◆ ABOUT THIS TASK: Each line from the one holding "srcTile = cast<TileOp>(flowOp.getSource().getDefiningOp());" through the final line of the data below is to be given again exactly, and no other line is to appear.
DATA FOR PROCESSING START
PR #3419, opened 2026-07-24
aie2p: add a correct f32 per-row layer_norm; drop wrong-axis welford

atassis:
## What

Add a correct f32 per-row `layer_norm` to `aie_kernels/aie2p/layer_norm.cc`, replacing the wrong-axis, unlinked `layer_norm_welford`, and wire it into the `ml/norm` example as `op=layer_f32`.

## Why

`layer_norm_welford` was the file's only f32 LayerNorm, but its Welford reduction runs down the **rows** axis, accumulating per-**column** statistics. LayerNorm normalizes each row over its feature axis (cols), so it computed the wrong thing, and nothing linked it (the example only builds the bf16 `layer_norm`). There is currently no working f32 per-row LayerNorm here.

## How

`layer_norm_f32`: f32 in/out, reduces over `cols` per row, with a numerically stable centered two-pass variance (`sum((x-mean)^2)/cols`) instead of `E[x^2] - mean^2`.

The dtype is the point. The bf16 `layer_norm` uses `E[x^2] - mean^2`, which is safe under a bf16 input contract: a bf16 value near a large mean has an ulp wider than the std, so the large-mean / small-std regime where that form cancels is unrepresentable. f32 **can** represent that regime, so the f32 path centers first.

Wired into `ml/norm` as `op=layer_f32`: f32 tensors, an f64 gold reference, and a non-zero-mean input (row mean ~100) that exercises the centering. Verified through the standalone Python path (`run_strix.lit`, the same `%python %S/norm.py -o ...` form the rms/layer JIT checks already use), not the bf16 `test.cpp`. Two guards fall out of the dtype switch:

- The verify pins `rtol=0` so the f32 kernel's tight `atol=1e-3` actually governs (`assert_pass` otherwise defaults `rtol=0.128`, which would swamp an O(1) LayerNorm output and mask the error).
- `embedding_dim` is required to be a multiple of the 16-wide vector, since the kernels process full vector chunks with no scalar tail.

## Test

`programming_examples/ml/norm op=layer_f32` on NPU2 at `embedding_dim=2048` (an f32 row is twice the bytes of bf16, and a 4096-wide f32 row does not fit the tile's local memory double-buffered):

| embedding_dim | max-abs vs f64 reference |
|---------------|--------------------------|
| 1024          | 1.5e-5                   |
| 2048          | 2.4e-5                   |

Passes at `atol=1e-3, rtol=0`; a reintroduced `E[x^2] - mean^2` kernel fails that gate on device. The bf16 `rms` and `layer` paths are unchanged and still pass.

## Notes

Touches the same file as #3410, but a disjoint region of the kernel (that PR changes the bf16 `layer_norm`; this changes the f32 kernel), so those auto-merge. The two do overlap in `norm.py`'s `_VERIFY_CFG` dispatch table; whichever lands first, the other is a one-line rebase.

### DIFF
--- a/aie_kernels/aie2p/layer_norm.cc
+++ b/aie_kernels/aie2p/layer_norm.cc
@@ -55,48 +55,52 @@ void layer_norm(const T *restrict input, T *restrict output, int32_t cols) {
   event1();
 }
 
+// f32 per-row LayerNorm. The bf16 layer_norm above centers with a single
+// E[x^2] - mean^2 reduction, which is fine because the bf16 input contract
+// keeps the mean/std ratio small (a bf16 value near a large mean has an ulp
+// wider than the std, so that regime is unrepresentable). On f32 input the mean
+// can be large relative to the std and E[x^2] - mean^2 then catastrophically
+// cancels, so this variant reduces over the feature axis (cols) per row with a
+// numerically stable two-pass centered variance: center first, then square.
 template <typename T, int N>
-void layer_norm_welford(const T *restrict input, T *restrict output,
-                        int32_t rows, int32_t cols) {
+void layer_norm_f32(const T *restrict input, T *restrict output, int32_t cols) {
   event0();
   constexpr float epsilon = 1e-5f;
   const float gamma = 1.0f;
   const float beta = 0.0f;
-  ::aie::vector<T, N> reg_a, delta, delta2, mean_v, m2_v, variance_v, just_div,
-      just_prod;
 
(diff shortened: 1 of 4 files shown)


hunhoffe (approved):
A nice improvement, thanks for the clear description & merge order details! I've queued https://github.com/Xilinx/mlir-aie/pull/3410 -- once that has landed and the conflict is resolved, I'll queue this to merge too!

atassis:
I have fixed conflicts and rebased, CI is reset

PR #3422, opened 2026-07-25
CI: fail NPU jobs when their hardware is missing

thomthehound:
This follows from the side discussion in #3407 after a hardware runner repeatedly failed to expose its NPU during direct invocation of a test.

The lit setup, as it exists now, treats a missing NPU as an unsupported configuration, skipping all tests that were intended to run on it. There can be circumstances where that makes sense locally, but it is **not** acceptable for a CI runner whose job is *specifically* to test on hardware. 

For instance, if a machine suddenly loses access to its NPU more than just transiently (perhaps due to a persistent deadlock or hardware failure), it will inadvertently **pass** hardware tests that might otherwise have failed *for every run or GitHub action that takes place using that physical host after the loss* unless it is manually reset. The smoke test run was previously the only reliable way to discover that problem.

This patch makes each hardware job declare its expected NPU. At the start of a test run, lit retries device discovery three times, then fails configuration if the expected device is missing or inaccessible. Runs without an explicit hardware expectation keep the existing behavior. 

It also:

* finishes the native-Windows diagnostic path in `run_on_npu.py`;
* fixes the pure-HRX tests so they use HRX-specific NPU gating instead of the XRT-backed `%run_on_npu2%` substitution.
> I believe the HRX tests weren't actually running during CI before, because they were not exposing themselves as actual hardware tests. This should fulfill that intent, although it might expose other problems I haven't considered.

As a result of this, an NPU CI job (regardless of backend) cannot pass merely because its hardware disappeared and its tests became `UNSUPPORTED`.

### DIFF
--- a/.github/workflows/buildAndTestRyzenAI.yml
+++ b/.github/workflows/buildAndTestRyzenAI.yml
@@ -45,7 +45,7 @@ env:
 jobs:
 
   build-and-test-from-source:
-    name: Run Tests and Examples on Ryzen AI (Built from Source)
+    name: Run Tests and Examples on Ryzen AI (Built from Source) (${{ matrix.runner_type }})
     # The goal for this job is to run the full test suite, including programming guide and examples, on a freshly built-from-source MLIR-AIE.
     # This also exercises the build-mlir-aie-from-wheels.sh script, which is the most common developer-facing way to rebuild MLIR-AIE from source.
     runs-on: ${{ matrix.runner_type }}
--- a/.github/workflows/buildAndTestRyzenAI.yml
+++ b/.github/workflows/buildAndTestRyzenAI.yml
@@ -52,8 +52,13 @@ jobs:
     strategy:
       fail-fast: false
       matrix:
-        runner_type: [ aie2-4col, aie2p-8col ]
+        include:
+          - runner_type: aie2-4col
+            expected_npu: npu1
+          - runner_type: aie2p-8col
+            expected_npu: npu2
     env:
+      AIE_EXPECTED_NPU: ${{ matrix.expected_npu }}
       NPU_CACHE_HOME: ${{ github.workspace }}/iron-cache-${{ matrix.runner_type }}-${{ github.run_id }}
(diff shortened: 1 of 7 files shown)


thomthehound:
yup, that was pretty much confirmation: the HRX tests were never actually running because they were gated behind `run_on_npu`, which is obviously not going to run anything when XRT is missing. Now they are at least trying. Honestly, though, I'm going to be firing blind on this one. I'm hoping the CI driver is up to the task.

thomthehound:
Additionally linking #3198 in this thread, because it should be catalogued.

hunhoffe:
@thomthehound good find -- nice confirmation the work in this PR is doing what it should! If you want to mark the HRX tests as unsupported and create an issue, we can get this PR in now if you don't want to be debugging blind.

If you don't mind debugging blind, then fixes are of course appreciated!

thomthehound:
> @thomthehound good find -- nice confirmation the work in this PR is doing what it should! If you want to mark the HRX tests as unsupported and create an issue, we can get this PR in now if you don't want to be debugging blind.
> 
> If you don't mind debugging blind, then fixes are of course appreciated!

Looks like it's going to work! Hooray!

hunhoffe (approved):
Thanks for another helpful contribution!

hunhoffe:
@thomthehound would you mind bumping this to retrigger CI actions? It seems that a few actions have been lost into the ether...

thomthehound:
I think the slight changes to the matrix might have altered some sort of launch name or something. I'm looking into this right now.

Edit: no, they launched and passed, I think there is just a handoff problem. Still looking.

Edit2: ah, I see. Branch protection still wants the old job names, even though the exact same jobs were automatically superseded with an appended name (i.e. "aie2-4col" became "aie2-4col, npu1"). No problem, I can make sure they have the old, expected names. Just a mintue.

thomthehound:
@hunhoffe Sorry about that. I hadn't noticed that the jobs didn't have a stable name. Now they do.

thomthehound:
green to go!

PR #3423, opened 2026-07-26
fix: make pathfinder flow routing order-independent

### LINKED ISSUE #3360: create-pathfinder-flows is sensitive to aie.flow ordering
### What happened?

`--aie-create-pathfinder-flows` produces different switchbox routings for two modules that contain the **identical set** of `aie.flow` ops but list them in a **different order**. The routing should be a function of the flow set (and the device), not of the textual order the flows happen to appear in the IR.

This is a determinism/canonicalization gap: two semantically-identical programs compile to different routings. Both routings are individually valid, but because the physical switchbox ports differ, a host/runtime that targets fixed physical ports (e.g. a host-driven design whose shim DMA descriptors are pinned) will work with one ordering and dead-lock with the other — with no diagnostic.

### Reproducer

Two modules, **identical flow set**, only the order of the three `aie.flow` ops differs.

`repro_order_a.mlir` — the `shim(0,0)->core(0,3)` flow declared **first**:
```mlir
module {
  aie.device(npu2) {
    %s0 = aie.tile(0, 0)
    %c02 = aie.tile(0, 2)
    %c03 = aie.tile(0, 3)
    %s1 = aie.tile(1, 0)
    %c12 = aie.tile(1, 2)
    aie.flow(%s0, DMA : 0, %c03, DMA : 0)
    aie.flow(%s0, DMA : 1, %c02, DMA : 0)
    aie.flow(%s1, DMA : 0, %c12, DMA : 0)
  }
}
```

`repro_order_b.mlir` — the **same three flows**, that flow declared **last**:
```mlir
module {
  aie.device(npu2) {
    %s0 = aie.tile(0, 0)
    %c02 = aie.tile(0, 2)
    %c03 = aie.tile(0, 3)
    %s1 = aie.tile(1, 0)
    %c12 = aie.tile(1, 2)
    aie.flow(%s0, DMA : 1, %c02, DMA : 0)
    aie.flow(%s1, DMA : 0, %c12, DMA : 0)
    aie.flow(%s0, DMA : 0, %c03, DMA : 0)
  }
}
```

### Commands

```
aie-opt --aie-create-pathfinder-flows repro_order_a.mlir
aie-opt --aie-create-pathfinder-flows repro_order_b.mlir
```

### Output (differs) — `switchbox(%tile_0_2)`

A:
```mlir
aie.connect<South : 1, North : 0>
aie.connect<South : 2, DMA : 0>
```
B:
```mlir
aie.connect<South : 1, DMA : 0>
aie.connect<South : 2, North : 1>
```

The `shim(0,0) DMA:0 -> core(0,3)` flow is routed through different physical ports depending only on declaration order (e.g. at `switchbox(%shim_noc_tile_0_0)` it takes `South:3->North:1` in A vs `South:3->North:2` in B; at `core(0,3)` it arrives on `South:0` in A vs `South:1` in B). Neither pass run emits any warning or error.

### Expected

Routing should be invariant under reordering of an identical `aie.flow` set (e.g. by canonicalizing/sorting flows before pathfinding, or otherwise making the allocation order-independent). At minimum, the order-sensitivity should be documented, since it can silently change physical port assignment.

### Impact

In a larger host-driven design this manifested as a hardware hang (`ERT_CMD_STATE_TIMEOUT`): converting one DMA leg to an `ObjectFifo` did not change the flow set, but the objectfifo-stateful-transform emits its `aie.flow` at a different point in the module than the equivalent hand-written flow, which reordered the routing... and then the design hung. I'm still looking into why the hang happened.

### Environment

- mlir-aie commit `6e5796c`
- Device: `npu2`.

### Related

Possibly related in spirit to #437 (routing correctness not verified against intent), though that issue concerns `AIEFindFlows` validation of overlapping **packet** rules; this is `create-pathfinder-flows` order-sensitivity for **circuit** flows.

### Hardware / device

npu2

w3lld1:
## Description

This canonicalizes pathfinder inputs after both packet and circuit flows have been collected. Priority packet flows still route first, followed by normal packet flows and then circuit flows; sources and destinations are sorted within those classes so equivalent flow sets no longer depend on textual declaration order.

The regression test routes two modules with the same three circuit flows in different orders and requires byte-identical output.

Fixes #3360

## Validation

- `clang-format 17.0.1 --dry-run --Werror` on the changed C++ files
- `git diff --check`
- Standalone ordering probe covering all six circuit-flow permutations, priority/normal-packet/circuit precedence, and fanout destination ordering
- Reproduced the order-dependent output with the `4976487` wheel; canonicalizing the same inputs before routing produced byte-identical `aie-opt` output

The full source build and the new lit test are deferred to CI because the local environment did not have enough quota to extract the pinned MLIR build toolchain.

## Checklist

- [x] Docs / docstrings updated if the change is user-facing (not user-facing)

### DIFF
--- a/include/aie/Dialect/AIE/Transforms/AIEPathFinder.h
+++ b/include/aie/Dialect/AIE/Transforms/AIEPathFinder.h
@@ -188,7 +188,7 @@ public:
   virtual void addFlow(TileID srcCoords, Port srcPort, TileID dstCoords,
                        Port dstPort, bool isPacketFlow,
                        bool isPriorityFlow) = 0;
-  virtual void sortFlows(const int maxCol, const int maxRow) = 0;
+  virtual void sortFlows() = 0;
   virtual bool addFixedConnection(SwitchboxOp switchboxOp) = 0;
   virtual std::optional<std::map<PathEndPoint, SwitchSettings>>
   findPaths(int maxIterations) = 0;
@@ -201,7 +201,7 @@ public:
                   const AIETargetModel &targetModel) override;
   void addFlow(TileID srcCoords, Port srcPort, TileID dstCoords, Port dstPort,
                bool isPacketFlow, bool isPriorityFlow) override;
-  void sortFlows(const int maxCol, const int maxRow) override;
+  void sortFlows() override;
   bool addFixedConnection(SwitchboxOp switchboxOp) override;
   std::optional<std::map<PathEndPoint, SwitchSettings>>
   findPaths(int maxIterations) override;
--- a/lib/Dialect/AIE/Transforms/AIEPathFinder.cpp
+++ b/lib/Dialect/AIE/Transforms/AIEPathFinder.cpp
@@ -71,10 +71,6 @@ LogicalResult DynamicTileAnalysis::runAnalysis(DeviceOp &device) {
     }
   }
 
-  // Sort ctrlPktFlows into a deterministic order; concat ctrlPktFlows to flows
-  pathfinder->sortFlows(device.getTargetModel().columns(),
-                        device.getTargetModel().rows());
-
   // Add circuit flows.
   for (FlowOp flowOp : device.getOps<FlowOp>()) {
     TileOp srcTile = cast<TileOp>(flowOp.getSource().getDefiningOp());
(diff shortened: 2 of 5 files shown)


w3lld1:
I fixed the failing order-independence regression in `98334d99`.

The generated routing was semantically identical, but the test compared printer order: identical switchbox/connect operations appeared in a different textual order. The test now associates each connection with its containing switchbox and sorts those pairs before comparison, so it remains sensitive to routing changes while ignoring operation ordering.

Validation:
- normalization probe for switchbox/connection association
- `git diff --check`

CI has not started on the pushed commit yet.

hunhoffe (approved):
Thank you for your contribution!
DATA FOR PROCESSING END
◆ EXERCISE RESULT:
     TileOp srcTile = cast<TileOp>(flowOp.getSource().getDefiningOp());
(diff shortened: 2 of 5 files shown)


w3lld1:
I fixed the failing order-independence regression in `98334d99`.

The generated routing was semantically identical, but the test compared printer order: identical switchbox/connect operations appeared in a different textual order. The test now associates each connection with its containing switchbox and sorts those pairs before comparison, so it remains sensitive to routing changes while ignoring operation ordering.

Validation:
- normalization probe for switchbox/connection association
- `git diff --check`

CI has not started on the pushed commit yet.

hunhoffe (approved):
Thank you for your contribution!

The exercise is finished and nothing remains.